# WHAT YOU HAVE TO DO
Word for word, retype the first line of the records and every following line through the one containing "any reactivated events with the inverse MRR.".

# RAW DATA
PR #14447, opened 2022-04-08
Populated mrr_delta for cancelled subscriptions

allouis:
refs https://github.com/TryGhost/Team/issues/1455

We have to consider that a cancelled subscription may have been
cancelled and reactivated in the past, one option would be to only
update the most recent cancelled event, but this requires more
computation than updated all cancelled events, and then balancing out
any reactivated events with the inverse MRR.

This doesn't give us perfectly accurate historical data, but the current
data will be.

### DIFF
--- a/core/server/data/migrations/versions/5.0/2022-04-08-11-46-update-mrr-for-cancelled-events.js
+++ b/core/server/data/migrations/versions/5.0/2022-04-08-11-46-update-mrr-for-cancelled-events.js
@@ -9,7 +9,7 @@ module.exports = createTransactionalMigration(
                 'members_stripe_customers_subscriptions.id',
                 'members_stripe_customers_subscriptions.plan_currency',
                 'members_stripe_customers_subscriptions.plan_interval',
-                'members_stripe_customers_subscriptions.plan_amount',
+                'members_stripe_customers_subscriptions.plan_amount'
             )
             .from('members_stripe_customers_subscriptions')
             .join('members_stripe_customers', 'members_stripe_customers.customer_id', '=', 'members_stripe_customers_subscriptions.customer_id')
--- a/core/server/data/migrations/versions/5.0/2022-04-08-11-46-update-mrr-for-cancelled-events.js
+++ b/core/server/data/migrations/versions/5.0/2022-04-08-11-46-update-mrr-for-cancelled-events.js
@@ -40,7 +40,7 @@ module.exports = createTransactionalMigration(
 
             logging.info(`Updating cancelled events for ${subscription.id} to include mrr_delta`);
             await knex('members_paid_subscription_events').update({mrr_delta: mrrDelta}).where({
-                type: 'cancelled',
+                type: 'canceled',
                 subscription_id: subscription.id
             });
             logging.info(`Updating reactivated events for ${subscription.id} to include mrr_delta`);
@@ -51,6 +51,6 @@ module.exports = createTransactionalMigration(
         }
     },
     async function down(knex) {
-        await knex('members_paid_subscription_events').update({mrr_delta: 0}).whereIn('type', ['cancelled', 'reactivated']);
+        await knex('members_paid_subscription_events').update({mrr_delta: 0}).whereIn('type', ['canceled', 'reactivated']);
     }
 );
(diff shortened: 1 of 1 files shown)


core/server/data/migrations/versions/5.0/2022-04-08-11-46-update-mrr-for-cancelled-events.js
```diff
@@ -0,0 +1,56 @@
...
+        for (const subscription of cancelledSubscriptions) {
+            let mrrDelta;
+            if (subscription.plan_interval === 'year') {
+                mrrDelta = -1 * Math.floor(subscription.plan_amount / 12);
+            }
+            if (subscription.plan_interval === 'month') {
+                mrrDelta = -1 * subscription.plan_amount;
+            }
+            if (subscription.plan_interval === 'week') {
+                mrrDelta = -1 * subscription.plan_amount * 4;
```
matthanley, line 35: any reason to go with `* 4` rather than `* 52 / 12`?

core/server/data/migrations/versions/5.0/2022-04-08-11-46-update-mrr-for-cancelled-events.js
```diff
@@ -0,0 +1,56 @@
...
+            }
+            if (subscription.plan_interval === 'day') {
+                mrrDelta = -1 * subscription.plan_amount * 30;
```
matthanley, line 38: Similarly does `365/12` work better here?

core/server/data/migrations/versions/5.0/2022-04-08-11-46-update-mrr-for-cancelled-events.js
```diff
@@ -0,0 +1,56 @@
...
+            }
+
+            logging.info(`Updating cancelled events for ${subscription.id} to include mrr_delta`);
+            await knex('members_paid_subscription_events').update({mrr_delta: mrrDelta}).where({
+                type: 'canceled',
+                subscription_id: subscription.id
+            });
+            logging.info(`Updating reactivated events for ${subscription.id} to include mrr_delta`);
+            await knex('members_paid_subscription_events').update({mrr_delta: -1 * mrrDelta}).where({
+                type: 'reactivated',
```
matthanley, line 48: Do we have any reactivated events?

matthanley: nvm - I see this migration is gonna be deferred until 5.0.

core/server/data/migrations/versions/5.0/2022-04-08-11-46-update-mrr-for-cancelled-events.js
allouis: This is how we calculate the MRR for new events, so we're not deviating from the current practice https://github.com/TryGhost/Members/blob/main/packages/members-api/lib/repositories/member.js#L1186-L1192

core/server/data/migrations/versions/5.0/2022-04-08-11-46-update-mrr-for-cancelled-events.js
allouis: Not right now, but it's possible in 5.0 that we have some!

allouis:
@daniellockyer Are you good with this going into `main` as opposed to the 5.0 branch?

daniellockyer:
@allouis I've thought about it and a problem I can see is that it's going to continually flag up with the following upon boot:

```
[2022-04-11 11:32:40] WARN knex-migrator is skipping 5.0
[2022-04-11 11:32:40] WARN Current version in MigratorConfig.js is smaller then requested version, use --force to proceed!
[2022-04-11 11:32:40] WARN Please run `knex-migrator migrate --v 5.0 --force` to proceed!
```

I'm worried a self-hoster might run into some other problem and execute it, which isn't what we want. Would you mind putting it on 5.0?

allouis:
@daniellockyer Done!

allouis:
closed in favour of https://github.com/TryGhost/Ghost/pull/14558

# RESPONSE
PR #14447, opened 2022-04-08
Populated mrr_delta for cancelled subscriptions

allouis:
refs https://github.com/TryGhost/Team/issues/1455

We have to consider that a cancelled subscription may have been
cancelled and reactivated in the past, one option would be to only
update the most recent cancelled event, but this requires more
computation than updated all cancelled events, and then balancing out
any reactivated events with the inverse MRR.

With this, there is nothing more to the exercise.